Magnetic resonance imaging

Brain MRI scans were performed with a 3T Philips Achieva scanner (Philips Medical System, Best, Netherlands). Three axial whole-brain sequences without gaps were utilized: multi-slice fluid-attenuated inversion recovery (FLAIR; acquired resolution:0.8×0.8×2.2mm; echo time [TE]:68ms; repetition time [TR]:11s; inversion time [TI]:2.8s; SENSE factor:2; averages:1); T2-weighted dual-echo turbo spin echo (DE-TSE; acquired resolution:0.8×0.8×2.2mm; TE:80ms; TR:4170ms; SENSE factor:2; averages:1); and three-dimensional [3D] magnetization prepared rapid acquisition of gradient echoes (MPRAGE; acquired resolution:0.8×0.8×1.2 mm; TE:6ms; TR:10ms; TI:835ms; flip angle:8 degrees; SENSE factor:2; averages:1). All brain MRIs were reviewed by a neuroradiologist and the presence of new T2 lesions and/or gadolinium-enhancing lesions were recorded.
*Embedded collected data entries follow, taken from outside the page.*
PR #3593, opened 2025-07-01
Fix crash when using arithmetic expressions in pattern matching

st0012:
Fixes https://bugs.ruby-lang.org/issues/21460

When arithmetic expressions like `-1**2` are used in pattern matching contexts, Ruby crashes with "Unexpected node type in pattern matching expression: PM_CALL_NODE". This happens because the Prism parser creates PM_CALL_NODE for arithmetic operations, but Ruby's pattern matching compiler doesn't handle call nodes.

This fix adds validation to reject PM_CALL_NODE in pattern contexts with a proper syntax error.


Earlopain:
Looks like this also fixes https://github.com/ruby/prism/issues/3381 (basically the same issue)

eileencodes (approved):

st0012:
@eileencodes Thanks!

PR #3599, opened 2025-07-17
[docs] RuboCop now uses prism as a first-class (translation) parser

Earlopain:
Since rubocop 1.75 it just does the right thing, so no need to mention much of the old configuration anymore. See https://github.com/rubocop/rubocop/pull/14035

I'm also open to removing this section entirely, I don't think it provides much value anymore.


vinistock:
I agree that this section may not make much sense now that no configuration is needed and RuboCop just uses Prism automatically. My vote goes for removing it entirely.

Earlopain:
:+1: I removed the section completly

vinistock (approved):

rafaelfranca (approved):

kddnewton:
Thanks!

Issue #3473, opened 2025-02-23
Should parse `x = def f = p 1`


qnighy:
Found during investigation of [ruby#21153](https://bugs.ruby-lang.org/issues/21153), Prism cannot parse this:

```
% ./miniruby --parser=parse.y -e "x = def f = p 1"
% ./miniruby --parser=prism -e "x = def f = p 1"
-e: -e:1: syntax error found (SyntaxError)
> 1 | x = def f = p 1
    |               ^ unexpected integer, expecting end-of-input
```

PR #3601, opened 2025-07-17
Allow command calls in endless method bodies within assignments

st0012:
(This is another attempt to solve https://github.com/ruby/prism/issues/3473 as #3598 caused `ruby/ruby` tests to fail and got reverted)

Previously, endless method definitions in assignment contexts like `x = def f = p 1` would fail to parse because command calls (method calls without parentheses) were only accepted when the surrounding binding power was less than `PM_BINDING_POWER_COMPOSITION`.

This fix specifically checks for assignment context and allows command calls in those cases while maintaining the existing behavior for other contexts. This ensures that:

- `x = def f = p 1` parses correctly (previously failed)
- `private def f = puts "Hello"` still produces the expected error

### DIFF
--- a/src/prism.c
+++ b/src/prism.c
@@ -19505,7 +19505,15 @@ parse_expression_prefix(pm_parser_t *parser, pm_binding_power_t binding_power, b
                 pm_do_loop_stack_push(parser, false);
                 statements = (pm_node_t *) pm_statements_node_create(parser);
 
-                pm_node_t *statement = parse_expression(parser, PM_BINDING_POWER_DEFINED + 1, binding_power < PM_BINDING_POWER_COMPOSITION, false, PM_ERR_DEF_ENDLESS, (uint16_t) (depth + 1));
+                // In endless method bodies, we need to handle command calls carefully.
+                // We want to allow command calls in assignment context but maintain
+                // the same binding power to avoid changing how operators are parsed.
+                // Note that we're intentionally NOT allowing code like `private def foo = puts "Hello"`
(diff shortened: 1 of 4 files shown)


src/prism.c
```diff
@@ -19501,7 +19501,13 @@ parse_expression_prefix(pm_parser_t *parser, pm_binding_power_t binding_power, b
                 pm_do_loop_stack_push(parser, false);
                 statements = (pm_node_t *) pm_statements_node_create(parser);
 
-                pm_node_t *statement = parse_expression(parser, PM_BINDING_POWER_DEFINED + 1, binding_power < PM_BINDING_POWER_COMPOSITION, false, PM_ERR_DEF_ENDLESS, (uint16_t) (depth + 1));
+                // In endless method bodies, we need to handle command calls carefully.
```
Earlopain, line 19508: I do want to mention that the failed test mentions it being a technical limitation of parse.y: https://github.com/ruby/ruby/blob/86320a53002a3adaf35ad7434c70e86747a8b345/test/ruby/test_syntax.rb#L1797 (also https://bugs.ruby-lang.org/issues/17398#note-5). Perhaps add a comment that this is to accomodate the overly specific ruby/ruby test? It looks like this was supposed to be valid syntax but it was too difficult to implement.

tenderlove: +1 @st0012 do you mind adding a comment?  🙇

st0012: Updated 👍

PR #1505, opened 2026-04-12
fix(bootup): strengthen inline catchup guard at startup step 4

### LINKED ISSUE #1171: Regression: dispatcher ran startup catchup inline again (issue #758 recurred)
## Description

Issue #758 was previously closed as fixed, but the bug reoccurred in session 20260331-002 (started 2026-03-31T03:52:49Z).

## Evidence

From \`audit.jsonl\` lines 35498-35503:
\`\`\`
03:52:49 create_session_file    -- correct (step 2a)
03:52:49 list_rules             -- correct (step 2b)
03:53:14 send_reply "warming up" -- correct (step 2d)
03:53:39 check_inbox            -- INLINE VIOLATION (should be subagent)
03:53:39 get_active_sessions
\`\`\`

No \`startup-catchup\` subagent was spawned. The dispatcher called \`check_inbox\` directly on the main thread, violating the 7-second rule and the spec in \`sys.dispatcher.bootup.md\`.

## Expected behavior

Per the bootup spec (step 4):
> Spawn the compact-catchup agent in the background to recover recent activity. WARNING: This MUST be spawned as a background subagent (run_in_background=True). Do NOT perform catchup inline.

## Root cause hypothesis

The existing WARNING text was not sufficient. The dispatcher rationalized that with many queued messages from the deadlock recovery, doing inline catchup was "faster" or "cleaner." This is a recurring compliance failure.

## Suggested fix

- Strengthen the WARNING in sys.dispatcher.bootup.md (bold, ALL CAPS, explicit consequence: "health check will restart you if you block for >10 min")
- Consider making the spec say: "If you find yourself calling check_inbox on the main thread during startup, STOP — you are about to block for 10 minutes. Spawn the subagent instead."
- Also: \`record-catchup-state.sh start\` was not called (step 3), which means health-check WFM freshness suppression was never activated.

## Context

This session started after a deadlock caused by \`sudo systemctl restart lobster-mcp-local\` invalidating the MCP HTTP session while the compact-pending gate was active. After Sahar manually removed the compact-pending file, a new session started — but the startup catchup was performed inline instead of as a subagent.

sayhar:
The prior single-line WARNING at startup step 4 was not strong enough — the dispatcher rationalized past it when under load. The first fix (the original PR commit) added a more emphatic block, but that block named specific tool call lists, time thresholds, and internal mechanism details that will become stale as the system evolves.

This PR replaces the verbose block with a three-line warning that states the prohibition, the consequence (in terms of effect, not implementation), and the "if you are about to do X — stop" redirect. No hardcoded tool names, no numeric thresholds, no quoted rationalizations.

## What changed

**Before:** 4-line block naming `check_inbox`/`Read`/`Bash`, citing the 600-second WFM freshness threshold and 10–15 minute blocking estimates, closing three specific rationalizations by name.

**After:** 3-line block — prohibition, consequence (blocks message handling, triggers watchdog restart), redirect (if you're about to call any tool for catchup on the main thread, stop; spawn the subagent instead).

The "if you are doing X, that's wrong" pattern is preserved. The implementation-specific detail that will rot is removed.

## Tests run
- [x] Documentation-only change — no automated tests applicable
- [x] Verified diff reads correctly and warning block parses as intended Markdown

Closes #1171

### DIFF
--- a/.claude/sys.dispatcher.bootup.md
+++ b/.claude/sys.dispatcher.bootup.md
@@ -53,7 +53,12 @@ The symlink `~/.claude/` resolves to `~/lobster/.claude/` on standard installs.
     - Do NOT process, reply to, or act on these messages yet — just claim them
     - They will be returned by `wait_for_messages()` at step 5 and processed normally
     - Rationale: `mark_processing()` moves messages from `inbox/` to `processing/`, stopping the health check's inbox-age clock. Without this step, messages that arrived during a long bootup sequence (compact-catchup can take 4–10 min) will exceed the 240s staleness threshold and trigger a false-positive health-check restart.
-4. Spawn the `compact-catchup` agent in the background with `task_id: startup-catchup` and `chat_id: 0`. See agent definition at `.claude/agents/compact-catchup.md` for the full prompt — pass it with `task_id: startup-catchup` instead of `compact-catchup`. **Never do catchup inline — it violates the 7-second rule.**
+4. Spawn the `compact-catchup` agent in the background with `task_id: startup-catchup` and `chat_id: 0`. See agent definition at `.claude/agents/compact-catchup.md` for the full prompt — pass it with `task_id: startup-catchup` instead of `compact-catchup`.
+
+   > **NEVER DO CATCHUP INLINE. THIS IS A HARD RULE WITH NO EXCEPTIONS.**
+   > Startup catchup involves file I/O, inbox scanning, and summarization. On the main thread this blocks ALL new messages for 10–15 minutes. The health check's WFM freshness threshold is 600 seconds — inline catchup WILL trigger an unnecessary restart.
+   > If you find yourself calling `check_inbox`, `Read`, `Bash`, or any file-reading tool to do catchup on the main thread during startup, STOP. You are about to block for 10+ minutes. Spawn the subagent instead.
+   > There is no situation — not "many queued messages", not "faster this way", not "simpler" — where inline catchup is correct. Spawn the background subagent and proceed to step 5.
 5. Call `wait_for_messages()` to start listening.
 6. **Triage before acting on queued messages at startup**: read ALL queued messages first, identify anything risky (e.g. large audio transcription that could cause OOM), skip or defer those, then process safe ones.
 7. Resume the main loop.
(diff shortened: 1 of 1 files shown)


sayhar (commented):
🤖🦞 Lobster (reviewer): PASS

**Verdict: PASS**

The change is correct, proportionate, and closes the specific rationalization vectors that caused the #1171 regression.

**What's right:**
- The old single-line `Never do catchup inline` note was clearly insufficient — issue #1171 shows the dispatcher rationalized around it ("many queued messages", "faster this way"). The new block is harder to rationalize away because it names the specific consequence (600s WFM freshness threshold → restart) and enumerates the violating tool calls explicitly.
- Listing `check_inbox`, `Read`, `Bash`, and "any file-reading tool" by name removes ambiguity about what constitutes an "inline" violation.
- The explicit statement "There is no situation — not X, not Y, not Z" directly pre-empts the documented rationalizations.
- No code changes means zero regression risk.

**Observations (non-blocking):**
- The warning block is formatted as a blockquote (`>`), which renders well in Markdown but may be less visually salient in the raw text that the dispatcher actually reads. If future regressions recur, consider whether an ASCII banner or `===` underline would be more attention-grabbing in plain-text context.
- The PR description says "closes every rationalization the dispatcher has used previously" — worth keeping that list updated if new rationalizations emerge in practice.

No concerns with this change.

sayhar (commented):
🤖🦞 Lobster (reviewer): PASS (rework)

**Verdict: PASS**

The rework satisfies Sahar's feedback. The block is now 3 lines, carries no tool names, no numeric thresholds, and no quoted rationalizations.

---

**Specific checks:**

1. **"triggers a watchdog restart" — clear enough?** Yes. It names the effect (restart) and the cause (blocks message handling). The dispatcher doesn't need to know the watchdog's internal threshold to understand the consequence. Effect-based phrasing is more durable than citing a specific number that could change.

2. **"any tool to do catchup work" — unambiguous enough?** Mostly yes, with a small caveat. The phrase is intentionally broad, which is a feature — it can't be argued around by naming a tool that wasn't enumerated. The slight risk is that "catchup work" is not defined; a model could conceivably read a single file and not consider it "catchup work." In practice, the surrounding context (step 4 follows the explicit `compact-catchup` spawn instruction) makes the intent clear. Not a blocker.

3. **Sahar's original feedback — does the rework satisfy it?**
   - "Too verbose" — addressed. The old block named `check_inbox`/`Read`/`Bash`, cited the 600-second threshold, and closed three specific rationalizations. The new block is 3 lines with no implementation-specific detail.
   - "Hardcodes information about how the system works" — addressed. No tool names, no timing thresholds, no internal mechanism references.
   - The "if you are about to do X — stop" redirect is preserved, which was the structural element Sahar wanted to keep.

4. **Prior PASS review (on the original verbose commit) is now superseded.** This review supersedes that one and applies to the reworked state.

**No concerns with the reworked version.**

PR #1506, opened 2026-04-12
fix: add missing lobster-env.sh script for 'lobster env' subcommand

sayhar:
## Summary

- Adds the missing `scripts/lobster-env.sh` script that `lobster env set/get/list/edit/path` delegate to
- Before this change, all `lobster env` subcommands failed with: `Error: lobster-env script not found at .../scripts/lobster-env.sh`
- Implements full `set`, `get`, `list`, `edit`, and `path` subcommands

## How it works

- `set KEY VALUE` — upserts the key in `global.env`, replacing commented-out lines in-place so repeated calls don't accumulate duplicates
- `get KEY` — sources `global.env` and prints the live value (handles shell quoting correctly)
- `list` — lists all non-empty, non-comment keys
- `edit` — opens `global.env` in `$EDITOR`
- `path` — prints path to `global.env`

## Clarification on #1454 precedence issue

The script's header comment clarifies why `global.env` entries should override empty values in `config.env`: `lobster-router.service` loads `EnvironmentFile` entries in order, with `global.env` last, so later values win. The "edit config.env directly" workaround is only needed when `config.env` already has a **non-empty** value for that key.

The script is already made executable by the existing `chmod +x "$INSTALL_DIR/scripts/"*.sh` line in `install.sh` (line 1065), so no install.sh changes are needed.

## Test plan

- [x] `lobster env` — prints help with file path
- [x] `lobster env list` — shows non-empty keys from global.env
- [x] `lobster env get GITHUB_TOKEN` — returns the correct value
- [x] `lobster env get NONEXISTENT_KEY` — exits 1 with "(not set)" message
- [x] `lobster env path` — prints correct path

Closes #1454


sayhar:
Addressed the NEEDS-WORK feedback:

**Bug fix (the real issue #1454):** The `set` subcommand in `cmd_env()` was using `grep -qF "^${key}="` (fixed-string match) which missed commented-out lines like `#KEY=value`. Changed to `grep -qE "^#?${key}="` (regex) so that commented-out entries are matched, removed, and replaced — no more duplicate appended lines when a key exists but is commented out.

**Cleanup:** Removed `scripts/lobster-env.sh` — it was added in the previous commit but is never called. `cmd_env()` is fully self-contained inline in `src/cli`, so the standalone script was dead code.

sayhar:
Closing as duplicate of #1560. Superseded by the newer version.

PR #1509, opened 2026-04-12
fix: add log-cleanup.sh cron job to prune unbounded log directories (#1240)

### LINKED ISSUE #1240: Missing log cleanup: scheduled-jobs/logs accumulates ~40k files, no rotation for processed/ messages or audio/

sayhar:
## Summary

- Adds `scripts/log-cleanup.sh` — a daily cron job (04:00 UTC) that prunes three directories that were growing without bound
- `~/lobster-workspace/scheduled-jobs/logs/`: files older than 14 days (was ~40k files / 160 MB)
- `~/messages/processed/`: files older than 30 days (was ~17k files / 73 MB)  
- `~/messages/audio/`: files older than 7 days (was ~173 files / 71 MB)
- Adds the cron entry to `install.sh` for fresh installs
- Adds Migration 70 to `upgrade.sh` so existing installs get the cron entry on next upgrade

## Verification

Ran the script manually — removed 794 old job log files and 46 old audio files on first run. Script is safe: skips missing directories, counts deleted/remaining files, never touches recent files.

## Test plan

- [x] `bash -n scripts/log-cleanup.sh` — syntax check passes
- [x] Manual run: correctly pruned scheduled-jobs/logs (794 files removed, 919 remaining) and audio (46 files removed, 17 remaining)
- [x] messages/processed: 0 removed (none old enough, 11k files remain — 30d retention is deliberately conservative)
- [x] Script is idempotent: safe to run multiple times

Fixes #1240

### DIFF
--- a/install.sh
+++ b/install.sh
@@ -1324,6 +1324,23 @@ chmod +x "$INSTALL_DIR/scheduled-tasks/export-logs.py" 2>/dev/null || true
 success "Log export configured (runs at 03:00 UTC daily)"
 
 #===============================================================================
+# Log Cleanup (issue #1240)
+#===============================================================================
+
+step "Setting up log cleanup cron..."
+
+# log-cleanup.sh prunes three directories that grow without bound:
+#   - ~/lobster-workspace/scheduled-jobs/logs/ (keep 14 days)
+#   - ~/messages/processed/                    (keep 30 days)
+#   - ~/messages/audio/                        (keep 7 days)
+# Runs at 04:00 UTC daily (one hour after nightly consolidation).
+chmod +x "$INSTALL_DIR/scripts/log-cleanup.sh" || true
+"$INSTALL_DIR/scripts/cron-manage.sh" add "# LOBSTER-LOG-CLEANUP" \
+    "0 4 * * * $INSTALL_DIR/scripts/log-cleanup.sh >> $HOME/lobster-workspace/logs/log-cleanup.log 2>&1 # LOBSTER-LOG-CLEANUP"
+
+success "Log cleanup configured (runs at 04:00 UTC daily)"
+
+#===============================================================================
 # Ghost Detector (agent-monitor)
 #===============================================================================
 
--- a/install.sh
+++ b/install.sh
@@ -1336,7 +1336,7 @@ step "Setting up log cleanup cron..."
 # Runs at 04:00 UTC daily (one hour after nightly consolidation).
 chmod +x "$INSTALL_DIR/scripts/log-cleanup.sh" || true
 "$INSTALL_DIR/scripts/cron-manage.sh" add "# LOBSTER-LOG-CLEANUP" \
-    "0 4 * * * $INSTALL_DIR/scripts/log-cleanup.sh >> $HOME/lobster-workspace/logs/log-cleanup.log 2>&1 # LOBSTER-LOG-CLEANUP"
+    "0 4 * * * $INSTALL_DIR/scripts/log-cleanup.sh # LOBSTER-LOG-CLEANUP"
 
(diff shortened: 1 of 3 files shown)


sayhar (commented):
🤖🦞 Lobster (reviewer): PASS

**Verdict: PASS**

The script is safe, the retention windows are reasonable, and the install/upgrade integration is correct.

**Safety analysis:**
- `find -maxdepth 1` prevents recursion into subdirectories — correct for all three target directories which are flat file stores.
- `-mtime +N` uses strict greater-than semantics, so files exactly N days old are NOT deleted. Safe edge case handling.
- Each `prune_dir` call is wrapped in `|| true` fallback logic and skips missing directories — the script cannot fail hard on a partial install.
- `set -euo pipefail` is present at the top, which is correct for a cron script where silent failures are dangerous.
- The script does not touch subdirectories (e.g. `scheduled-jobs/logs/` subfolders), which is correct — logs are flat files.

**Retention windows:**
- 14 days for job logs: reasonable; the nightly digest summarizes outputs, so raw logs past two weeks have low value.
- 30 days for processed messages: conservative and appropriate — inbox messages may be referenced during incident investigation.
- 7 days for audio: appropriate — transcriptions are persisted separately; the raw audio files are ephemeral.

**Install/upgrade integration:**
- `install.sh` adds the cron entry via `cron-manage.sh` with the `# LOBSTER-LOG-CLEANUP` idempotency marker — correct pattern matching the rest of the file.
- Migration 71 in `upgrade.sh` correctly checks for the marker before adding, guards on script existence, and increments the `migrated` counter — consistent with other migrations in the file.
- `chmod +x` is applied in both install.sh and upgrade.sh — correct.

- The script header comment says "Migration 71" but the diff shows this is the block labeled `Migration 71` in upgrade.sh while install.sh doesn't use migration numbers. The mismatch is cosmetic and doesn't affect behavior.
- The `log-cleanup.log` file itself is written to `~/lobster-workspace/logs/` and is never pruned by this script. It will grow slowly (one entry per day per pruned directory = ~4 lines/day). At that rate it stays small for years, so this is not a concern, but worth noting for completeness.

Overall: well-executed, safe, and addresses a real operational problem (794 files pruned on first run).

sayhar:
🤖🦞 Lobster (ops): Closing in favor of a revised spec. The current approach deletes logs based on age alone, but Sahar's preference is: only delete when the log directory exceeds 10 GB AND files are older than 2 months. Audio data is the exception — that can always be cleaned up aggressively. Filing a new issue.

PR #1511, opened 2026-04-12
fix(install): make config.env writes idempotent (#1214)

### LINKED ISSUE #1214: ops: install.sh config.env overwrite — make idempotent
🤖🦞 Lobster (ops):

## Problem

\`install.sh\` overwrites \`~/lobster-config/config.env\` unconditionally on every run. Re-running it would destroy the working Telegram token, Linear key, Vercel token, etc. that took real setup effort.

Sahar flagged this: install.sh should be idempotent so it can be safely re-run on an existing install.

## Fix

For each key written to \`config.env\`:
- Check if the key already exists with a non-empty value
- If yes: skip (don't overwrite)
- If no: write the default/placeholder

A helper like \`set_config_if_missing KEY VALUE\` would handle this cleanly.

The same principle applies to any other file install.sh writes that might contain user-configured values.

## Acceptance criteria

- Re-running install.sh on a configured instance leaves all existing config.env values intact
- New keys (added in upgrades) get written with defaults if absent
- upgrade.sh should also apply this pattern for any config writes in migrations

sayhar:
## Summary

- Adds a `set_config_if_missing KEY VALUE [FILE]` shell helper to `install.sh` that writes a config key only when it is absent or set to a placeholder value (`your_*_here`); skips silently if a real value already exists.
- Replaces the `cat > CONFIG_FILE` heredoc in the interactive Telegram setup block with per-key `set_config_if_missing` calls — existing tokens, user IDs, and environment flags survive a reinstall.
- Replaces the bare `echo >> CONFIG_FILE` append for `ANTHROPIC_API_KEY` with `set_config_if_missing` to prevent duplicate lines on re-runs.
- `LOBSTER_INTERNAL_SECRET` and `LOBSTER_INSTANCE_URL` already had "already set" guards and are unchanged.

Closes #1214

## Test plan

- [ ] Fresh install (no `config.env`): all keys written correctly
- [ ] Re-run installer on a configured instance, answer "Yes" to reconfiguration prompt: existing `TELEGRAM_BOT_TOKEN`, `LOBSTER_INTERNAL_SECRET`, `ANTHROPIC_API_KEY` values preserved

Segmentation of brain substructures was performed automatically using a multi-step processing pipeline. Images were first preprocessed to remove non-uniformity artifacts.16 Next, the intracranial vault was extracted using the Multi-cONtrast brain STRipping method (MONSTR), based on co-registered MPRAGE and T2-weighted images.17 For WM lesion segmentation, Subject-Specific Sparse Dictionary Learning (S3DL) was applied and the resulting lesion maps were used to perform in-painting of the MRI volumes, using the “lesion_filling” package included in the FMRIB Software Library (FSL).18,19 Finally, Multi Atlas Cortical Reconstruction Using Implicit Surface Evolution (MA-CRUISE) was applied, which combines multi-atlas label fusion for whole brain segmentation with a deformable model for cortical surface reconstruction.20-22 Together, these techniques segment the brain into its component substructures while simultaneously outlining MS lesions.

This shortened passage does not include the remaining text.